As shown in the perspective view of FIG. 4, the duplexer (10) has one of an F-type plug and an F-type jack that are F-type connectors, for example, an input terminal that is an F-type jack in the illustrated example. (10a), a terrestrial television output terminal (10c) and a satellite broadcast output terminal (10b). Between an input terminal and (10a) and the satellite output terminal (10b) is a circuit arrangement having a current supply function. The satellite broadcast output terminal (10b) includes, for example, a first erroneous connection prevention mechanism (10d) as illustrated.

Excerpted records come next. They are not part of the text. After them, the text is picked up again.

PR #556, opened 2026-07-14
Add Custom Properties for Repository-Derived Tables

Recurzion:
This PR adds the ability to query repository custom properties (returned as `jsonb`) for any repository-derived columns via `sharedRepositoryColumns()` and updates docs with example queries (these can be removed if not needed).

Teams often use GitHub custom properties to capture custom repo-level metadata/attributes, so adding this field should benefit organizations that leverage it.

This applies to the following tables:

- github_repository
- github_my_repository
- github_team_repository
- github_search_repository
- and any other table using `sharedRepositoryColumns()`

# Example query results
<details>
  <summary>Results</summary>
  
```

select name,custom_properties  from github_my_repository where name = 'myrepo'

+----------+-------------------------------+
| name | custom_properties                 |
+----------+-------------------------------+
|myrepo |  {"key1":"value1","key2":"value2"}
+----------+-------------------------------+

select name,custom_properties -> 'myproperty' as myproperty from github_repository where  full_name = 'myorg/myrepo'

+----------+-------+
| name | myproperty|
+----------+-------+
|myrepo | "myvalue"|
+----------+-------+



```
</details>

### DIFF
--- a/docs/tables/github_search_repository.md
+++ b/docs/tables/github_search_repository.md
@@ -136,6 +136,31 @@ where
   query = 'tinyspotifyr in:name created:2021-01-01..2021-01-05 fork:only';
 ```
 
+### Get custom property values from search results
+Explore custom property key/value pairs for repositories returned by a search query.
+
+```sql+postgres
+select
+  name_with_owner,
+  custom_properties
+from
+  github_search_repository
+where
+  query = 'org:my-org archived:false'
+  and custom_properties is not null;
+```
+
+```sql+sqlite
+select
+  name_with_owner,
+  custom_properties
+from
+  github_search_repository
+where
+  query = 'org:my-org archived:false'
+  and custom_properties is not null;
+```
+
 ```sql+sqlite
 select
   name,
--- a/docs/tables/github_search_repository.md
+++ b/docs/tables/github_search_repository.md
@@ -136,6 +136,21 @@ where
   query = 'tinyspotifyr in:name created:2021-01-01..2021-01-05 fork:only';
 ```
 
+```sql+sqlite
+select
+  name,
+  owner_login,
+  primary_language,
+  fork_count,
+  stargazer_count,
+  subscribers_count,
+  watchers_total_count
+from
+  github_search_repository
+where
+  query = 'tinyspotifyr in:name created:2021-01-01..2021-01-05 fork:only';
+```
+
 ### Get custom property values from search results
 Explore custom property key/value pairs for repositories returned by a search query.
 
@@ -159,19 +174,4 @@ from
 where
   query = 'org:my-org archived:false'
   and custom_properties is not null;
-```
-
-```sql+sqlite
-select
-  name,
-  owner_login,
-  primary_language,
-  fork_count,
-  stargazer_count,
-  subscribers_count,
-  watchers_total_count
-from
-  github_search_repository
-where
-  query = 'tinyspotifyr in:name created:2021-01-01..2021-01-05 fork:only';
 ```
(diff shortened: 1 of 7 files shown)


github/table_github_repository.go
```diff
@@ -146,6 +157,47 @@ func tableGitHubRepositoryList(ctx context.Context, d *plugin.QueryData, h *plug
 	return nil, nil
 }
 
+type repositoryCustomPropertyValue struct {
+	PropertyName string      `json:"property_name"`
+	Value        interface{} `json:"value"`
+}
+
+func hydrateRepositoryCustomPropertiesFromV3(ctx context.Context, d *plugin.QueryData, h *plugin.HydrateData) (interface{}, error) {
```
cbruno10: Instead of using the v3 RESTful API, can we retrieve it using the newer GraphQL API, similar to most other columns in this table? GraphQL APIs in general are more forgiving with rate limits and from what we could see, better supported moving forward.

In the GraphQL API, the `Repository` object has `repositoryCustomPropertyValues`, so we can use that I believe and we should get the `first: 100`, as there seems to be a limit of 100 property definitions.

You can look at the `labels` column in the `github_issue` table, as it has the same shape and also does an array to map conversion like this property would use.

github/table_github_repository.go
```diff
@@ -19,6 +19,16 @@ func gitHubRepositoryColumns() []*plugin.Column {
 	return append(repoColumns, sharedRepositoryColumns()...)
 }
 
+func repositoryCustomPropertiesColumn() *plugin.Column {
```
cbruno10: Do we need this helper function, especially since it's only for 1 column?

Though if we convert the column data to come from GraphQL instead, I think this helper function would be unnecessary anyway.

docs/tables/github_search_repository.md
```diff
@@ -136,6 +136,31 @@ where
   query = 'tinyspotifyr in:name created:2021-01-01..2021-01-05 fork:only';
 ```
 
+### Get custom property values from search results
```
cbruno10, line 154: I think this example was inserted between an existing postgres and sqlite example, can you please move it so it doesn't breakup the `### List forked repositories created within specific timestamp` example?

docs/tables/github_team_repository.md
```diff
@@ -65,7 +65,6 @@ where
   organization = 'my_org'
   and slug = 'my-team';
 ```
-
```
cbruno10, line 68: Any reason this was removed?

docs/tables/github_team_repository.md
```diff
@@ -105,4 +104,32 @@ where
...
+  slug,
+  name,
+  custom_properties
+from
+  github_team_repository
+where
+  organization = 'my_org'
+  and slug = 'my-team';
+```
+```sql+sqlite
```
cbruno10, line 126:
```suggestion
```

```sql+sqlite
```

cbruno10 (changes requested):
@Recurzion Thanks for the PR!

I've added a couple suggestions, the bigger one is around moving from v3 (REST) to v4 (GraphQL) API, happy to discuss more if you have any questions. Thanks!

docs/tables/github_search_repository.md
Recurzion: Yep, done!

docs/tables/github_team_repository.md
Recurzion: Fixed the spacing here.

github/table_github_repository.go
Recurzion: Sure thing. I followed the same pattern used by the labels column now.

github/table_github_repository.go
Recurzion: Helper function removed now that we're using the GraphQL endpoint instead.

cbruno10 (approved):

The erroneous connection preventing mechanism (10d) may be, for example, two grooves as illustrated.

  As shown in FIG. 5, the duplexer AC adapter (20) includes, for example, an F-type DC output terminal (20a) having an F-shaped plug shape in the illustrated example, and the F-type DC output terminal (20a) is It can be connected to the satellite broadcast output terminal (10b). That is, the F-type DC output terminal (20a) includes a second erroneous connection prevention mechanism (20b) corresponding to the first erroneous connection prevention mechanism (10d) provided in the satellite broadcast output terminal (10b). The second erroneous connection preventing mechanism (20b) may be, for example, a protrusion protruding from the insertion end as illustrated. Accordingly, the duplexer AC adapter (20) corresponds to the shape of the F-type DC output terminal (20a), but does not have a corresponding erroneous connection prevention mechanism. Although it cannot be connected to the shape (that is, the terrestrial television output terminal (10c) or the like), it can be connected to the satellite broadcast output terminal (10b).

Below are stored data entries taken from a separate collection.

PR #171, opened 2013-10-26
Follow-up on Shared ref

joker-eph:
Continuation of the previous PR. API change: default ctor is now state unitialized and static member make_ref is mandatory for build an initialized ref.
It is more clear and removes ambiguity within constructors.


serge-sans-paille:
wow :-)

PR #377, opened 2014-12-17
Allow masking a numpy mask

### LINKED ISSUE #376: Fails to compile (with lots of errors)
```python
import numpy as np

#pythran export limit (complex128[])
def limit (x, epsilon=1e-6):
    out = np.empty (shape=x.shape, dtype=x.dtype)
    #out = np.empty_like (x, dtype=x.dtype)
    mask1 = np.abs(x) < epsilon
    out[mask1] = 0
    mask2 = np.logical_not(mask1)
    out[mask2] = x[mask2] / np.abs(x[mask2])
    return out

#pythran export clip(complex128[], float64)
def clip (z, _max):
    mask = np.abs(z) > _max
## print ('#clipped:', np.sum(mask))
    z[mask] = (limit (z[mask]) * _max)
    return z
```

serge-sans-paille:
Fixes #376

### DIFF
--- a/pythran/pythonic/types/numpy_fexpr.hpp
+++ b/pythran/pythonic/types/numpy_fexpr.hpp
@@ -144,6 +144,11 @@ namespace pythonic {
                     if(i<0) i += shape[0];
                     return fast(i);
                 }
+                template<class E>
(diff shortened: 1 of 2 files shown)


pbrunet:
Sorry for this long absence. Let's go to review codes while everybody is sleeping here :-)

  Further, as shown in the circuit diagram of the F-type DC output terminal (20a) in FIG. 6, a circuit that acts as a termination when connected to the duplexer (10) is incorporated in the F-type DC output terminal (20a). To do.

  By adding such a termination circuit, it is possible to supply power to the active antenna using the duplexer AC adapter (20) without affecting the high frequency characteristics of the duplexer (10). Become.

  FIG. 2 shows a configuration diagram in which satellite broadcasts are mixed and connected using the above-described embodiment of the active antenna demultiplexing device of the present invention.

  The converter power supply of the satellite broadcast receiving antenna (4) is supplied from the satellite broadcast receiver (3) to the high frequency transmission cable (5), the satellite broadcast output terminal (10b) of the duplexer (10), the input terminal (10a), and the high frequency. It is sent to the converter of the satellite broadcast receiving antenna (4) via the transmission cable (5), the output terminal (1a) of the active antenna (1) and the satellite broadcast input terminal (1b), and the amplifier of the active antenna (1) The power necessary to operate the TV is also supplied from the satellite broadcast receiver (3). The satellite broadcast signal is mixed with the terrestrial television signal by the satellite broadcast mixing circuit built in the active antenna (1), and is separated from the active antenna (1) through the high-frequency transmission cable (5). To a satellite broadcast signal and a terrestrial television signal at a demultiplexer (10), and from each output terminal (10b), (10c) of the demultiplexer (10). These are respectively supplied to the input terminals of the corresponding satellite broadcast receiver (3) via a high-frequency transmission cable and sent to the satellite broadcast receiver (3) and the television receiver (2).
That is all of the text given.